12.12.2018 Das Mannheimer Energieunternehmen MVV konnte sein Jahresergebnis im abgelaufenen Geschäftsjahr 2018 (1. Oktober 2017 – 30. September 2018) bereits zum vierten Mal in Folge steigern.

Ralf Klöpfler, Dr. Georg Müller und Dr. Hansjörg Roll vom MVV-Vorstand blicken auf ein positives Geschäftsjahr zurück.
© Foto: Martin Hirschmann
Ralf Klöpfler, Dr. Georg Müller und Dr. Hansjörg Roll vom MVV-Vorstand blicken auf ein positives Geschäftsjahr zurück.

Nach den Worten des MVV-Vorstandsvorsitzenden Dr. Georg Müller zahlt sich damit die konsequente Ausrichtung des Unternehmens auf die erfolgreiche Umsetzung der Energiewende aus. Die Unternehmensgruppe werde auch in den kommenden Jahren in den weiteren Ausbau der erneuerbaren Energien, die Stärkung der Energieeffizienz durch die umweltfreundliche Fernwärme und die Entwicklung neuer Geschäftsmodelle investieren, betonte Dr. Müller auf der diesjährigen Bilanz-Pressekonferenz des Unternehmens in Frankfurt: „Die Aufgaben der Energiewende, die vor uns liegen, sind anspruchsvoll, und das Umfeld bleibt dynamisch. Wir sind davon überzeugt, dass wir strategisch richtig aufgestellt sind, um den Wandel als Chance zu nutzen und mit der Energiewende langfristig wachsen zu können.“

Auch im zurückliegenden Geschäftsjahr 2018 hat das Unternehmen seine eigene Zielvorgabe vom Jahresbeginn erreicht.
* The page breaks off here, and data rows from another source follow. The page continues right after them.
PR #13964, opened 2026-08-26
perf(promql): avoid repeated parsing, lookup, and sorting in histogram_quantile

haohuaijin:
## Summary

Remove the per-timestamp repeated work in `histogram_quantile`:

- parse each `le` upper bound once per input series instead of once per series per evaluation timestamp
- sort buckets once per output series (`bucket_quantile_sorted`) instead of sorting the collected buckets inside every `bucket_quantile` call
- find each bucket's sample for an evaluation timestamp by advancing a per-bucket cursor instead of a linear `find` over the series' samples per timestamp, making the whole per-series scan O(samples) amortized instead of O(timestamps × samples)

Also add the `[PromQL Timing]` logs this path was missing:

- `histogram_quantile` logs started (input series and time-point counts) and completed (duration, groups folded, series produced), matching the `eval_range` logs that already cover `rate`-style functions
- `call_expr` logs one dispatch-level duration per function call, covering the remaining functions that go through neither `eval_range` nor the aggregation paths (math and time operations, `clamp`/`clamp_min`/`clamp_max`, `label_join`, `label_replace`, `absent`, `scalar`, `vector`, `timestamp`)

Behavior is unchanged, including the established fallback-to-first-sample semantics when a timestamp has no exact match. The cursor relies on two invariants that hold for every input the engine can produce: evaluation timestamps are ascending (`EvalContext::timestamps`), and each series' samples are sorted by timestamp (the engine sorts all selector output in `selector_load_data_owned`, and range functions emit samples in evaluation order).

## Verification

- New unit test covering unsorted bucket input, a missing evaluation timestamp (fallback path), and the cursor fast path.
- A differential test (run locally, not committed) compared this implementation bit-for-bit against the previous one over 200 randomized seeds × 7 phi values (negative, 0, 0.5, 0.9, 1, >1, NaN), with inputs covering multiple groups, duplicate `le` values, `+Inf`/`NaN`/unparsable bounds, sparse and duplicated timestamps, and empty series. All outputs matched (f64 compared by bits).

## History

This branch originally contained a broader set of hash-sorted metrics optimizations. Series-capacity preallocation, fused aggregation, and counter-reset prefix scans have since landed on main as #13971, #13989, and #13997; the hash-run repartitioning of sample loading was split out to be submitted separately with fresh benchmarks. This PR now carries only the `histogram_quantile` change.

## Test plan

- `cargo test -p promql --lib` (390 passed)

### DIFF
--- a/src/promql/src/engine.rs
+++ b/src/promql/src/engine.rs
@@ -1045,7 +1045,8 @@ impl Engine {
             }
         };
 
-        Ok(match func_name {
+        let start = std::time::Instant::now();
+        let result = match func_name {
             Func::Abs => functions::abs(input)?,
             Func::Absent => functions::absent(input, &self.eval_ctx)?,
             Func::AbsentOverTime => functions::absent_over_time(input, &self.eval_ctx)?,
@@ -1276,7 +1277,14 @@ impl Engine {
             Func::Timestamp => functions::timestamp(input)?,
             Func::Vector => functions::vector(input, &self.eval_ctx)?,
             Func::Year => functions::year(input)?,
-        })
+        };
+        log::info!(
+            "[trace_id: {}] [PromQL Timing] call_expr({}) execution took: {:?}",
+            self.trace_id,
+            func.name,
+            start.elapsed()
+        );
+        Ok(result)
     }
 }
 
--- a/src/promql/src/functions/histogram.rs
+++ b/src/promql/src/functions/histogram.rs
@@ -54,53 +54,62 @@ pub(crate) fn histogram_quantile(phi: f64, data: Value, eval_ctx: &EvalContext) 
     // Always use range query path - compute all timestamps at once
     let timestamps = eval_ctx.timestamps();
 
-    // Group metrics by their signature (without bucket label)
-    let mut metrics_by_sig: HashMap<u64, Vec<RangeValue>> = HashMap::default();
+    // Parse each upper bound once and group metrics by their signature (without
+    // bucket label). The previous implementation reparsed every bound for every
+    // evaluation timestamp.
+    let mut metrics_by_sig: HashMap<u64, Vec<(f64, RangeValue)>> = HashMap::default();
 
     for rv in in_matrix {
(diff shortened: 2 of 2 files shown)


hengfeiyang (approved):

Shrinath-O2:

Shrinath-O2:
### 🤖 E2E Council

- **Edition:** oss
- **Needs E2E:** false
- **Feature:** PromQL histogram_quantile performance optimization (area: Metrics)

**EDITION: OSS** — Both changed paths (src/promql/src/engine.rs, src/promql/src/functions/histogram.rs) live under src/promql/, which is part of the open-source PromQL engine, not under enterprise/, o2_enterprise/, or any enterprise-gated module. No enterprise keywords (cipher/SSO/SAML/RBAC/SDR/etc.) appear in the paths or symbols, so this is an OSS change.

**SKIP: Yes** — The diff touches only Rust backend PromQL engine code: a performance optimization to histogram_quantile plus added timing log lines. There are no web/src/** or enterprise web-layer changes, no new/changed UI controls, validation, or interaction, and no skip marker in trigger_comment.txt. This is not a user-facing change, so the skip gate applies.

**E2E WARRANTED: No** — E2E is not warranted. needs_e2e requires a new or altered user-facing UI flow in web/src/**, and this change is a backend-only PromQL engine optimization with no frontend code touched. There is no UI behavior to verify via Playwright.

**AREA: Metrics** — Area is recorded as Metrics because PromQL histogram_quantile is a metrics query function, but no Playwright spec will be generated since the change is skipped (n/a — skipped).

**GROUP: ?** — n/a — skipped. No playwright_matrix group is selected because no E2E spec will be produced.

**EXISTING TESTS: No** — No E2E specs in the diff. The only test additions are Rust #[cfg(test)] unit tests in src/promql/src/functions/histogram.rs, which are backend unit tests, not Playwright E2E coverage under tests/ui-testing/playwright-tests/, so existing_tests_in_diff is false.

Issue #13966, opened 2026-08-26
Auto-translations are context-blind: wrong senses and inconsistent terminology


hengfeiyang:
## Problem

The automated translation pipeline (`scripts/translations/`, DeepSeek-backed) produces a lot of wrong translations — they read like context-free machine translation. An audit of zh-CN against en-US.json found two failure classes.

**Wrong sense** — the model cannot see where a string is used, so short ambiguous labels translate as their everyday meaning:

| key | English | current zh-CN | should be |
|---|---|---|---|
| `alerts.incidents.statusOpen` | Open | 打开 (the verb) | the unresolved incident status |
| `pipeline.value`, `dashboard.conditionThreshold` | Value | 价值 (worth/merit) | 值 |
| `dashboard.top` | Top | 顶部 (spatial) | Top-N ranking |
| `panel.breakdown` | Breakdown | 分解 | chart dimension split |

**Inconsistent terminology** — each batch coins its own rendering of the same product term, so one page mixes them:

- stream → 流 / 数据流
- trace → 追踪 / 跟踪 / trace
- span → 跨度 / Span
- destination → 目标 / 目的地 / 告警目标
- Reports → 报表 / 报告
- Filter → 过滤器 / 筛选器
- Firing → 触发 / 触发中

Other locales are affected the same way; zh-CN is just where the audit was done.

## Root cause

`translate_batch()` sends each batch as a bare JSON array of strings — `{"strings": ["Open", "Value", ...]}`. The i18n key paths are never sent, the system prompt says only "OpenObserve, an observability platform", and there is no glossary, so the model has nothing to disambiguate with and no shared vocabulary across batches.

## Proposed fix

1. Send each string together with its i18n key path (`{"key": "alerts.incidents.statusOpen", "text": "Open"}`) and teach the prompt to use the key as context.
2. Add product background to the prompt plus a term glossary: English sense definitions that steer every language at once (an "event" is a record, not a party; a "stream" is a data stream, not a brook; "live" is real-time, not a broadcast), with optional per-locale pinned renderings (zh-CN: event → 事件, stream → 数据流, live → 实时).
3. Mine the locale's own committed `menu.*` translations as the established module vocabulary (Alerts → 告警, Pipelines → 流水线, Dashboards → 仪表盘) and send it with every batch, so new strings reuse the existing module names in all 14 languages without hand-maintained tables.

## Follow-ups (out of scope for the mechanism fix)

[...]

PR #13967, opened 2026-08-26
fix(i18n): send key-path context and a term glossary to the translation model

hengfeiyang:
Addresses the mechanism half of #13966 — auto-translations were context-blind because `translate_batch()` sent bare string arrays with a one-line system prompt.

## What changed

- **Key-path context**: each string is now sent as `{"key": "alerts.incidents.statusOpen", "text": "Open"}` and the prompt tells the model to use the key to disambiguate ("Open" there is an incident status, not the verb). Keys are context only and never echoed into the output; the response format is unchanged.
- **Product background + `TERMS` glossary** (`translator.py`): the prompt now introduces OpenObserve and carries one term table — an English `sense` line per ambiguous term that steers all 14 languages at once (an "event" is a record, not a party; a "stream" is a data stream, not a brook; "live" is real-time, not a broadcast), plus optional per-locale pinned renderings (zh-CN/zh-TW seeded: event → 事件, stream → 数据流, live → 实时, trace → 追踪, report → 报表, …).
- **Module vocabulary mined from the locale itself**: `build_module_glossary()` extracts the committed `menu.*` translations (Alerts → 告警, Pipelines → 流水线, Dashboards → 仪表盘) and merges them with the pinned terms into a single conflict-free renderings table — pinned terms win, so the prompt can never mandate two renderings for one word. Works for every locale with no hand-maintained tables.
- The system prompt is built once per locale and is byte-stable (sorted renderings), so DeepSeek's prefix caching keeps the added prompt tokens cheap. Change detection, validation, batching/split-retry, and the state file are untouched.

## Testing

- Stubbed the API client and verified: payload shape, batch/index alignment (string + array leaves), failed-item isolation via split retry, prompt assembly for locales with and without pinned terms, byte-stability of the prompt, and the pinned-vs-module dedup (`Streams` module entry absorbed by pinned `stream`).
- `python3 main.py --check` (the pure comparison the merge-queue gate runs) is unaffected.

## Not in this PR

Existing wrong translations are not re-sent (state hashes unchanged); the backfill pass and the bootstrap-run gap are tracked as follow-ups in #13966.

### DIFF
--- a/scripts/translations/README.md
+++ b/scripts/translations/README.md
@@ -77,8 +77,15 @@ RTL languages (Arabic, Persian) are deliberately excluded until the web app has
 2. **Translation**: New/changed keys are translated by DeepSeek, in batches, with
    interpolation placeholders (`{count}`, `%s`, `@:linked.key`) and vue-i18n
    literal escapes (`{'{'}`, `{'@'}`) validated per string
-3. **Preservation**: Existing translations are never overwritten unless their English source changed
-4. **Nested Support**: Handles nested JSON structures correctly
+3. **Context**: every string is sent together with its i18n key path (so a bare
+   "Open" under `alerts.incidents.statusOpen` translates as a status, not a verb)
+   and the prompt carries the `TERMS` glossary (an "event" is a record, not a
+   party; a "stream" is a data stream, not a brook — plus per-locale pinned
+   renderings like zh-CN `event` → `事件`) and the locale's own established
+   module names mined from its `menu.*` translations (zh-CN: Alerts → 告警,
+   Pipelines → 流水线, Dashboards → 仪表盘)
+4. **Preservation**: Existing translations are never overwritten unless their English source changed
+5. **Nested Support**: Handles nested JSON structures correctly
 
 A translation is rejected (and retried on the next run) when it is empty, drops or
 adds an interpolation token, changes the `|` plural-form count, or is something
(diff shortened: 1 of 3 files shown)


bjp232004 (approved):

haohuaijin (approved):

Shrinath-O2:
### 🤖 E2E Council

- **Edition:** oss
- **Needs E2E:** false
- **Feature:** Translation Pipeline Glossary & Module Names (area: GeneralTests)

**EDITION: OSS** — The complete changed-file list is scripts/translations/README.md, scripts/translations/main.py, and scripts/translations/translator.py. None live under an enterprise-owned directory (the only enterprise location in this repo is o2_enterprise/), and the paths carry no enterprise keywords (cipher/SSO/SAML/RBAC/SDR/sensitive-data). This is shared OSS developer tooling, so edition is oss.

**SKIP: Yes** — Yes. This is a developer/CI tooling change — a Python translation pipeline and its README — with no web/src frontend change, no backend REST endpoint, and no user-exercisable UI or behavior change. No skip marker/label/comment was needed; there is simply nothing user-facing to verify.

**E2E WARRANTED: No** — E2E is not warranted. The change only alters how offline translation strings are generated (a TERMS glossary and module-name context injected into the DeepSeek prompt); it adds or alters no user-facing UI flow.

**AREA: GeneralTests** — n/a — skipped. There are no web/src changes, so no product area and no sibling Playwright spec folder applies.

**GROUP: ?** — n/a — skipped. No spec is generated, so no Playwright matrix group needs to be selected.

**EXISTING TESTS: No** — No E2E specs in the diff. Only scripts/translations Python files and a README changed; nothing under tests/ui-testing/playwright-tests/.

PR #13969, opened 2026-08-26
fix(search): scan the exact requested range for histogram queries

### LINKED ISSUE #13946: The sum of the counts for each point output by the histogram function does not match count(*).
### Bug Description

Image

The sum of the counts for each point output is 2744, but select count(*) is2704

### Priority

P0 - Critical

### Severity

Blocker

### Related Story/Issue

_No response_

### Is this a regression?

Yes

_No response_

### Environment Details

```yaml
version: 0.91.2
```

- [ ] Home & Login
- [ ] Logs / Metrics / Traces
- [ ] Dashboards
- [ ] Alerts
- [ ] Ingestion
- [ ] Reports
- [ ] IAM & Management
- [ ] UI / Styling
- [ ] Unknown / Other

hengfeiyang:
## Problem

Fixes #13946. The sum of histogram bucket counts exceeded `count(*)` over the same time range (e.g. 2744 vs 2704).

#12313 made the leader snap the follower scan `start_time` **down** to the histogram bucket boundary in `RemoteScanNodes::get_remote_node()`, to keep the first chart bucket fully populated. But that widens the actual scan window: records in `[bucket_start, requested_start)` — data the user explicitly excluded — get counted into the first bucket, while `count(*)` (a separate query without `histogram_interval`) scans the exact requested range. The reporter confirmed the diagnosis: aligning `count(*)`'s start to the bucket grid makes the two numbers match.

#13896 was the same root cause surfacing on sub-10s ranges (worked around in #13916 by dropping to 1s buckets there, without touching the snap).

## Fix

Revert the snap: the scan window sent to followers now equals the requested range exactly.

- `distributed_plan/node.rs`: `start_time` passes through unchanged; a comment pins the invariant and a regression test (`test_get_remote_node_keeps_raw_start_time_for_histogram`) asserts the window is not widened when `histogram_interval > 0`.
- `sql/histogram.rs`: delete the now-unused `histogram_bucket_start()` (zero remaining references, including in the enterprise repo).
- `sql/visitor/histogram_interval.rs`: reword two comments that were written in terms of the snap. The 1s interval floor for sub-10s ranges from #13916 is kept — a bucket wider than the whole range is bad charting regardless of the snap.

Histogram semantics are now the same as Elasticsearch/Kibana `date_histogram`: buckets only count in-range records, so `sum(buckets) == count(*)` always holds, and the first bucket may be partial.

Safety notes:

- The tantivy `SimpleHistogram` fast path is unaffected: it aligns bucket *labels* itself (`start_time - start_time % rounding_by`) and only counts docs matched by the query's own time filter, consistent with the `date_bin` path.
- The results cache is unaffected: `write_results` already aligns the cache-accepted window *inward* and drops edge buckets, so partial (and previously over-counted) first buckets never entered the cache.

## Trade-off / follow-up for the UI

The left-edge display artifact that motivated #12313 (first bar looks lower because its bucket is cut by the range start) returns by design. Suggested frontend handling, either:

- align the picker's `start_time` down to the returned `histogram_interval` and issue **all** page queries (histogram + logs + count) over that aligned range — Grafana's approach; totals stay consistent and no partial bucket exists, or
- detect `buckets[0].key < start_time` and dim/annotate the first bar as partial.

## Test plan

- `search` crate: 88 histogram tests + 9 node tests pass (includes the new regression test); workspace clippy with CI flags passes.
- Single-node E2E: ingested 240 events at 500ms spacing over 120s; queried with mid-bucket start/end (+17s/+107s), interval 30s. `count(*)` = 180; buckets 26+60+60+34 = 180 (match). First bucket correctly holds 26 in-range records instead of the full 60 (old behavior summed to 214).

### DIFF
--- a/src/search/src/datafusion/distributed_plan/node.rs
+++ b/src/search/src/datafusion/distributed_plan/node.rs
@@ -23,8 +23,6 @@ use datafusion::common::TableReference;
 use hashbrown::HashMap;
 use proto::cluster_rpc::{IndexInfo, KvItem, QueryIdentifier, SearchInfo, SuperClusterInfo};
 
-use crate::sql::histogram::histogram_bucket_start;
-
 #[derive(Debug, Clone)]
 pub struct RemoteScanNodes {
     pub req: Request,
@@ -75,14 +73,9 @@ impl RemoteScanNodes {
                 .get(table_name)
                 .unwrap_or(&vec![])
                 .clone(),
-            start_time: {
-                let t = self.req.time_range.as_ref().map(|x| x.0).unwrap_or(0);
-                if self.req.histogram_interval > 0 {
-                    histogram_bucket_start(t, self.req.histogram_interval * 1_000_000)
-                } else {
-                    t
-                }
-            },
+            // never widen this to a histogram bucket boundary: the scan window must
+            // equal the requested range or bucket sums exceed count(*) (#13946)
+            start_time: self.req.time_range.as_ref().map(|x| x.0).unwrap_or(0),
             end_time: self.req.time_range.as_ref().map(|x| x.1).unwrap_or(0),
             timeout: self.req.timeout as u64,
             use_cache: self.req.use_cache,
@@ -236,6 +229,29 @@ mod tests {
         node.search_infos.file_id_list = vec![vec![1, 2], vec![]];
         assert!(!node.is_file_list_empty(0));
         assert!(node.is_file_list_empty(1));
+    }
+
+    #[test]
+    fn test_get_remote_node_keeps_raw_start_time_for_histogram() {
+        // the scan window must match the requested range exactly; widening it
+        // to a bucket boundary makes bucket sums exceed count(*) (#13946)
+        let req = Request {
+            time_range: Some((1_700_000_017_000_000, 1_700_000_900_000_000)),
+            histogram_interval: 30,
+            ..Default::default()
+        };
+        let nodes = RemoteScanNodes::new(
+            req,
+            vec![],
+            HashMap::new(),
+            HashMap::new(),
+            false,
+            opentelemetry::Context::new(),
+            None,
+        );
+        let info = nodes.get_remote_node(&TableReference::from("logs"));
+        assert_eq!(info.search_infos.start_time, 1_700_000_017_000_000);
+        assert_eq!(info.search_infos.end_time, 1_700_000_900_000_000);
     }
 
     #[test]
--- a/src/search/src/sql/histogram.rs
+++ b/src/search/src/sql/histogram.rs
@@ -229,13 +229,6 @@ fn extract_where_clause(statement: &Statement) -> Result<String, Error> {
     }
 }
 
-/// Snaps `timestamp_us` down to the nearest histogram bucket boundary.
-/// Both arguments are in microseconds. Used to ensure the first bucket
-/// returned by date_bin() is fully populated rather than partial.
-pub fn histogram_bucket_start(timestamp_us: i64, interval_us: i64) -> i64 {
-    timestamp_us - timestamp_us % interval_us
-}
-
 #[cfg(test)]
 mod tests {
     use super::*;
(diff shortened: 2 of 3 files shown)


oasisk (approved):

haohuaijin (approved):

Loaki07 (approved):

Shrinath-O2:
### 🤖 E2E Council

- **Edition:** oss
- **Needs E2E:** false
- **Feature:** Histogram Scan Window Fix (area: Logs)

**EDITION: OSS** — All changed paths are under src/search/ (Rust backend): src/search/src/datafusion/distributed_plan/node.rs, src/search/src/sql/histogram.rs, and src/search/src/sql/visitor/histogram_interval.rs. None live in enterprise-owned directories (enterprise/, o2_enterprise/, src/enterprise/) and no enterprise keywords (cipher/SSO/SAML/RBAC/SDR/logo-management) appear in paths or symbols, so this is an OSS search-engine change.

**SKIP: Yes** — The diff is backend-only Rust. There are no web/src/** frontend files, no enterprise web-layer changes, and no REST endpoint or API-contract change. There is no tests-added label or skip comment in the trigger, but the change introduces no user-exercisable UI flow, so it is skipped per the no-user-facing-UI-flow rule.

**E2E WARRANTED: No** — E2E is not warranted: the change alters internal histogram scan-window and bucket-start computation in the search backend (removing histogram_bucket_start and keeping the raw start_time). It touches no web/src UI flow — no new view, control, interaction, validation, or state — so there is no user-facing behavior to verify through the browser.

**AREA: Logs** — The change lives in src/search/src/sql (histogram) and src/search/src/datafusion (distributed plan), which serve the SQL search engine — closest to Logs. No sibling Playwright specs are implicated because there is no UI change.

**GROUP: ?** — n/a — skipped. No E2E spec will be generated, so no playwright matrix group applies.

**EXISTING TESTS: No** — No Playwright E2E specs (tests/ui-testing/playwright-tests/) are in the diff — only Rust source files, including one added Rust #[test] unit test. That unit test is not E2E coverage, so there are no E2E specs in the diff.

Shrinath-O2:
### 🤖 E2E Council

- **Edition:** oss
- **Needs E2E:** false
- **Feature:** Histogram Query Scan Range Fix (area: Logs)
- **Would write:** `tests/ui-testing/playwright-tests/Logs/histogramScanRange.spec.js`

**EDITION: OSS** — All three changed files live under src/search/ (datafusion/distributed_plan/node.rs, sql/histogram.rs, sql/visitor/histogram_interval.rs), which are open-source search/query backend paths. No enterprise-owned paths (enterprise/, o2_enterprise/, src/enterprise/) appear, and no enterprise keywords (cipher/SSO/SAML/RBAC/SDR) are present. Edition is oss.

**SKIP: Yes** — No explicit opt-out is present: the triggering comment is empty and no tests-added label was passed. The change is not docs/CI/comment-only, but it touches no web/src/** frontend file, so there is no user-facing UI flow. Per the needs-E2E gate this is skipped as 'no user-facing UI flow to test'.

**E2E WARRANTED: No** — The diff is backend-only (Rust query/histogram logic): it removes the histogram_bucket_start scan widening and snaps the scan window to the exact requested range. There are no web/src/** changes, so no user-facing UI interaction can be verified with Playwright.

**AREA: Logs** — Histogram query results surface in the Logs area, and the closest sibling E2E spec (logshistogram.spec.js) lives under tests/ui-testing/playwright-tests/Logs. Area is Logs (informational — skipped).

**GROUP: Logs-Core** — Logs-Core is the existing matrix shard that already runs logshistogram.spec.js, the closest match to this histogram/scan behavior (informational — skipped).

**EXISTING TESTS: No** — No Playwright E2E specs (tests/ui-testing/playwright-tests/) are changed in the diff. The diff only adds Rust unit tests in node.rs and histogram.rs, which are not E2E coverage. no E2E specs in the diff.

PR #13970, opened 2026-08-26
fix(dashboards): large dashboards freeze the browser on open

ktx-vaidehi:
## Problem

Dashboards with many panels (reported with 62–108 panels) froze the browser for minutes on open, fired panel APIs seconds late or never, climbed to 1–3 GB of memory, and could crash the renderer process. Reproduced and verified on the actual reporting customer's 108-panel dashboard.

## Root causes (measured with in-browser instrumentation)

1. **Catastrophic SQL parse per panel query.** `checkTimestampAlias()` fully parsed every panel's SQL with node-sql-parser before dispatch, just to reject `AS _timestamp` aliases. The grammar backtracks exponentially on deeply parenthesized WHERE chains: a real 2.2 KB query took ~5 s and a 4.9 KB query ~30 s per parse, synchronously on the main thread. Per query — one such panel is enough to freeze the tab.
2. **Eager panel mounting.** All N panels mounted their full component tree + a live ECharts instance on entry; only the query was visibility-gated, and the observer callbacks that would release those queries were stuck behind the mount storm.
3. **Cache restore before the visibility gate.** On a warm cache every panel restored and rendered at mount — the second visit did ~10× the blocking of the first.
4. **Streaming AbortController leak on the success path**, retaining panel state for the session.

## Changes

- `logsUtils.ts` — timestamp-alias check runs cheapest-first; the full parse is a last resort. Same verdicts.
- `RenderDashboardCharts.vue` — lazy, one-way panel mounting with layout-preserving placeholders. Scrolling never cancels an in-flight query and never refetches on scroll-back. Print/`forceLoad` mount all panels in batches of 8 per tick (print capture still waits on the all-panels-loaded flag).
- `usePanelDataLoader.ts` — cache restore moved behind the existing visibility wait, so a visible panel fires its query immediately and off-screen panels do nothing. Cache format/keys unchanged.
- `useStreamingSearch.ts` — completed streams release their AbortController.
- `PanelSchemaRenderer.vue` — removed a `deep: true` watch over the wholesale-replaced chart options shallowRef.
- `usePanelDataLoader.spec.ts` — fixed a pre-existing non-constructible IntersectionObserver mock that kept visibility permanently false in every test.

## Results on the reporting dashboard (108 panels, foreground tab)

| | Before | After |
|---|---|---|
| Main-thread blocking on entry | minutes (renderer crash reproduced) | ~330–470 ms |
| First panel API after navigation | seconds–never | ~600 ms |
| Memory on load | 1–3 GB | ~200 MB |
| Warm re-entry | all panels re-rendered | 0 network requests, cache-served |
| Entering print mode | single giant mount flush | ramps 60→108 panels over ~1.3 s |

6,064 unit tests pass across the dashboard/logs/view suites; ESLint, Prettier, and vue-tsc clean.

## Known follow-ups (out of scope here)

- The **panel editor** still freezes on such a query — `useDashboardPanel` parses it unconditionally and genuinely needs the AST. Needs the parser fix below or a worker/time-boxed parse.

So liegt das operative Ergebnis (Adjusted EBIT) im Geschäftsjahr 2018 mit einem Plus von zwei Prozent auf 228 Millionen Euro leicht über dem Vorjahr. Die Umsatzerlöse von über 3,9 Milliarden Euro sind nahezu wieder auf dem hohen Niveau der letzten Vorjahre. Unter dem Strich hat MVV den bereinigten Jahresüberschuss nach Fremdanteilen mit 94 Millionen im Vergleich zum Vorjahr um eine Million Euro gesteigert.

Positive Entwicklung im Umweltgeschäft

Positiv haben sich auf das Unternehmensergebnis insbesondere die gute Entwicklung des Umweltgeschäfts, höhere Erlöse aus den eigenen Windkraftanlagen sowie Erfolge bei der Kosteneffizienz ausgewirkt. Dadurch konnte die Unternehmensgruppe witterungsbedingte Einbußen aufgrund des milderen Winters und den regulierungsbedingten Rückgang der Netzentgelte mehr als ausgleichen. Weitgehend ohne Auswirkungen auf das Adjusted EBIT blieben im abgelaufenen Geschäftsjahr hingegen gegenläufige Einmaleffekte. Der geringfügige Umsatzrückgang ist neben der milderen Witterung vor allem auf niedrigere Handelsmengen im Strom- und Gasbereich aufgrund der Marktentwicklung zurückzuführen.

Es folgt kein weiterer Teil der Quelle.